PR #1225, opened 2017-11-19
Extracts new class NodeContractor from PrepareContractionHierarchies.

ammagamma:
This PR extracts a new class `NodeContractor` from `PrepareContractionHierarchies`.
The idea is this:

* `NodeContractor` is responsible for searching for witness paths and adding required
shortcut edges for a single given node that shall be contracted

* `PrepareContractionHierarchies` is responsible for determining the order
in which nodes are contracted and provides the interface to start the
contraction of a graph

This separation of concerns should make it easier to extend contraction hierarchies for
new features and applications (like turncosts, dynamic ch or transit node routing). 
It also makes it easier to test the contraction of a single node and hopefully increases
readability.

I tried to make the code changes easy to follow in the single commits. In the first commits
basically no real code changes are made except some reordering, renaming and delegation. I also 
stumbled over a few minor issues in the existing `PrepareContractionHierarchies` which should now
be fixed:

1) In `setOrigEdgeCount()` an `IllegalStateException` was thrown that gives information about 'graph.max'
I think this was supposed to return the number of all edges in the graph (original + shortcuts),
but `ghStorage.getAllEdges().getMaxId()` returns only the number of original edges, which is redundant
to 'max' in the message. 

2) The `tmpDegreeCounter` variable in `contractNodes` does not really count the degree of the node,
because it is only increased for each incoming (but not outgoing) edge. This is a bit confusing
when reading the code, but otherwise is not very crucial, because the degree calculation is 
only used to estimate the `meanDegree` of the graph, which in turn is used to estimate a good upper
bound of the `maxVisitedNodes` for the local witness path searches. I tried to document this a bit,
but maybe there is a better name than 'degree' ?

3) When calling `doWork() `in `PrepareContractionHierarchies` the priority for all nodes is calculated
in `prepareNodes()`. However, at this point `meanDegree` is zero, and so in `findShortcuts`
a `maxVisitedNodes` of 0 is set on `prepareAlgo`. This means that no witness paths can be found
and all shortcuts are counted (but not added).
For example this can be seen in `PrepareContractionHierarchiesTest#testAddShortcuts`.
When `contractNodes()` is called `meanDegree` is finally set to a non-zero value and when actually
inserting the shortcuts the witness path searches work as expected.
This was an easy fix, but required adjusting a few tests, because `PrepareContractionHierarchies`
now finds a different (potentially better) node ordering.

4) when calculating `maxVisitedNodes` from `meanDegree` it was cast like this:
`(int) meanDegree * 100`, so `maxVisitedNodes` was 0 if `meanDegree` < 1
I changed this to `(int) (meanDegree * 100)`, which yields a different (probably better) node
contraction order.

The last two fixes affect the node ordering when contracting the graph.
I ran the measurement class on the latest OSM data for Hessen and the performance
seems to be similar before and after the refactoring. This version introduces a few (~1-2%) less shortcuts, takes longer to prepare the graph (~10%) and leads to faster queries (for example routingCH.sum was reduced by 5%). All this seems plausible given that in the prior version `maxVisitedNodes` was sometimes zero, i.e. the witness path searches were cancelled quickly and therefore more shortcuts were introduced. I did not make exhaustive measurements (different maps, multiple runs etc.) though. 
In the new version the node ordering should be closer to what was intended, but maybe the parameter
tuning in `PrepareContractionHierarchies` needs to be adjusted. 

One thing I am not sure of is if we need `NodeContractor#initFromGraph`, because so far it is always
called directly after the constructor. However, if we call the constructor and change the graph
afterwards we need to call `initFromGraph()` to make `NodeContractor` aware of the changes. Alternatively,
we could call `initFromGraph()` inside `NodeContractor` as needed (for example in `contractNode()` etc.).

Finally, I stumbled over a weird behavior of `AllCHEdgesIterator` where the skippedEdge values are equal
although they should be different, see `NodeContractorTest#testContractNode_directed_shortcutRequired`.
I have not looked into this, any idea what the reason for this could be ?


karussell:
Thanks, this looks nice, will try what this means for bigger areas.

> In the new version the node ordering should be closer to what was intended, but maybe the parameter tuning in PrepareContractionHierarchies needs to be adjusted.

Yeah, this is really time intense but might be worth trying different periodicUpdatesPercentage, lastNodesLazyUpdatePercentage and neighborUpdatePercentage

> Finally, I stumbled over a weird behavior of AllCHEdgesIterator where the skippedEdge values are equal although they should be different

Hmmh, this might be a bug where we need to skip invalid edges (maybe edges from CH disconnection)

ammagamma:
> Yeah, this is really time intense but might be worth trying different periodicUpdatesPercentage, lastNodesLazyUpdatePercentage and neighborUpdatePercentage

Also it might be worth trying different linear combinations in calculatePriority

> Hmmh, this might be a bug where we need to skip invalid edges (maybe edges from CH disconnection)

It looks like `AllEdgesCHIterator.getSkippedEdge1/2` always returns 0. What do you mean 'we need to skip invalid edges' ? You mean this behavor is intentional or something needs to be changed ? In the unit tests I would have liked to get all shortcut edges directly from the graph after the contraction to be able if the shortcuts I am expecting have been added (with the right weight, distance and skippedEdge1/2).

karussell:
> It looks like AllEdgesCHIterator.getSkippedEdge1/2 always returns 0

hmmh, I need to refresh my memory here :) but yes, this might be a bug. 

> What do you mean 'we need to skip invalid edges' ? 

When we call prepareGraph.disconnect in the CH preparation there will be edges afterwards that are no longer used from the graph, but are still present in the edge storage. And we skip them (maybe here is a bug).

BTW: In graph.optimize we remove unused nodes coming from PrepareRoutingSubnetworks but we do not remove unused edges yet, as removing nodes is already a too complicated thing.

ammagamma:
I ran a few more performance tests with the OSM data for all of Germany. Its not easy to draw clear conclusions (without doing many many runs), but it looks like the 'fixed' node ordering slows down the prepare CH time (`prepare.ch.time` in the `Measurement` class) by a few (5-10) percent. The query time does not seem to be improved significantly, although about 1.5% less shortcuts are introduced. 
Therefore I have reverted the fixes to the node ordering, and simply left a comment about the issues for now. I would postpone fixing them until somebody takes the time to re-optimize the parameters in PrepareContractionHierarchies.

karussell:
Thanks, this makes sense. Have added a note in #240.

core/src/main/java/com/graphhopper/routing/ch/PrepareContractionHierarchies.java
```diff
@@ -432,398 +463,22 @@ int calculatePriority(int v) {
...
-            }
-        } else {
-            throw new IllegalArgumentException("Algorithm " + opts.getAlgorithm() + " not supported for Contraction Hierarchies. Try with ch.disable=true");
-        }
-
-        algo.setMaxVisitedNodes(opts.getMaxVisitedNodes());
-        algo.setEdgeFilter(levelFilter);
-        return algo;
+    private int getMaxVisitedNodesEstimate() {
+        // todo: we return 0 here if meanDegree is < 0, which is not really what we want, but changing this changes
```
karussell: did you mean "we return 0 here if meanDegree is < 1" instead of <0?

ammagamma: sure ;)

karussell:
Sorry I forgot about this. Do you think I can squash & merge it or do you want to preserve some commits separated?

ammagamma:
You can squash & merge, I will keep this branch in my fork. Not sure about these new code climate issues though, for example maximum number of parameters=4, maximum method length=25 lines, maximum file length=250 lines. I think they will be rather difficult to realize especially in test code and will for sure require many changes in existing code. I am nowhere against strong separation of concerns and short methods, but I don't think such strict rules are the best way to achieve this. I think it is better to let the programmer(s) decide (via code reviews for example ;).

karussell:
Yeah, the codeclimate stuff is rather restrictive and for some things I find it valuable but for the most things not really. Probably we should remove it for now.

• THE PROBLEM: State only the number of lines in these entries that contain "them".

• ANSWER: 2